Govt mulls long-term boost for SMEs
Thorough investigation
Since the end of May, the Ministry of Industry and Information Technology (MIIT), the NDRC, the MOF, the PBC and the China Banking Regulatory Commission have all made field investigations in eastern, central and western regions on the difficulties faced by small and micro-sized enterprises.
The MIIT report says that according to its investigation, the financial problems faced by small and micro-sized enterprises include a low proportion of direct financing, insufficient cash flow and high borrowing costs. Moreover, small and micro-sized enterprises are struggling amid an appreciating yuan, rising labor costs and price hikes for resources and energy, not to mention various kinds of taxes and fees.

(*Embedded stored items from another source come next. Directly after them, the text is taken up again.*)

PR #215, opened 2018-04-17
feat(fieldset): add Fieldset and ValidationMessage

thallada:
Also, refactors the invalid-feedback div out of asInput into its own component.


src/Fieldset/README.md
```diff
@@ -0,0 +1,29 @@
+# Fieldset
+
+Wraps many inputs in a border and allows validating them as one form control.
+
+## API
+
+### `dangerIconDescription` (string or element; optional)
```
jaebradley: "danger" seems implementation (aka `Bootstrap`)-specific. This feels like it's some kind've "invalidInputDescription" or something #NamingIsHard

According to a survey carried out by the National Bureau of Statistics (NBS) among 39,000 industrial enterprises with annual sales volume below 20 million yuan ($3.26 million), only 21.1 percent of small and micro-sized industrial enterprises maintained "good" or "very good" operations in the first quarter, which was 1.7 percentage points lower than the figure at the end of last year. Particularly, among the micro-sized enterprises, only 18.3 percent had "good" or "very good" operations. Manufacturing and export-oriented enterprises in Guangdong and Zhejiang provinces and Chongqing Municipality saw their orders reduce by 20-30 percent.
The NBS investigation report says on addressing the difficulties, 57.14 percent of small and micro-sized enterprises think the government should help them obtain more credit, reduce logistics fees, cut or exempt taxes, help them improve management, adopt policies to attract professionals, and promote consumption.
During a fact-finding mission in South China at the beginning of July, Premier Li Keqiang held an informal discussion with local small business owners in Guangxi Zhuang Autonomous Region on July 8, saying that the government will unleash several favorable policies to support small and micro-sized enterprises.